The band that Melvins most resemble is, of course, Sparks. Admittedly Buzz Osbourne and Dale Crover aren’t brothers and haven’t scored a clutch of epochally strange top 40 hits here and there over the past three decades, but consider this: Like Sparks, Melvins are a duo with a shifting crew of additional bandmates and a boatload of famous fans who both worshipped at their feet and saw them as a source of inspiration. But above all else is the shared bloody-minded persistence in pursuing their own muse wherever it led, and the belief in being where and want to be right now instead of staying comfortable in the past. Like Ron and Russell Mael, Osbourne and Crover have created a series of albums that are immediately recognizable and still different from each other each time.

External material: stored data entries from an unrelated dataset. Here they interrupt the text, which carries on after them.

PR #1387, opened 2017-07-07
Identifier for create room command

Dzol:
Introduce + test MUC Light room creation w/ what becomes the leading part of a room JID.

Swagger update coming.

### DIFF
--- a/apps/ejabberd/src/mod_muc_light_commands.erl
+++ b/apps/ejabberd/src/mod_muc_light_commands.erl
@@ -23,6 +23,7 @@
 -export([start/2, stop/1]).
 
 -export([create_unique_room/4]).
+-export([create_identifiable_room/5]).
 -export([send_message/4]).
 -export([invite_to_room/4]).
 -export([change_affiliation/5]).
@@ -68,6 +69,22 @@ commands() ->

Thus Nude With Boots, the second full album that the quartet incarnation (Big Business’ Coady Willis and Jared Warren now fully integrated after the recording and tour for (A) Senile Animal) has released. It is a Melvins album straight through, from the cover art to the brilliantly contemptuous song titles (’Suicide In Progress’, ’The Savage Hippy’) to that core sound, an alternately sprawling and concise blast.
Yet there are always twists and variations. It’s not just the harmonizing that Osbourne and Willis continue to show, the one ghosting the other like an even more aggrieved wail, or Warren and Crover’s in-the-zone drumwork. For a start there are the anthems of the title track and ’The Kicking Machine’, classic rock if it actually lived and breathed. Then there’s the dank instrumental grind and theatricality of ’Dies Iraea’, an overt Morricone tribute that concludes with a rising feedback screech that rivals fingernails on glass; or the way that where a lot of bands would record a bunch of identikit tracks, on Nude With Boots the levels change song by song, different instruments taking the lead, vocals turning into surreal growls, drums becoming a lumbering powerhouse of industrial concussions.
That the final song is called ’It Tastes Better Than the Truth’ is apt. Black humour, contempt, glee in the observation, all set to a queasy bottom-end from Willis, a locked loop against wails and distorted words. Why end on a happy note, or without a smile that drips acid?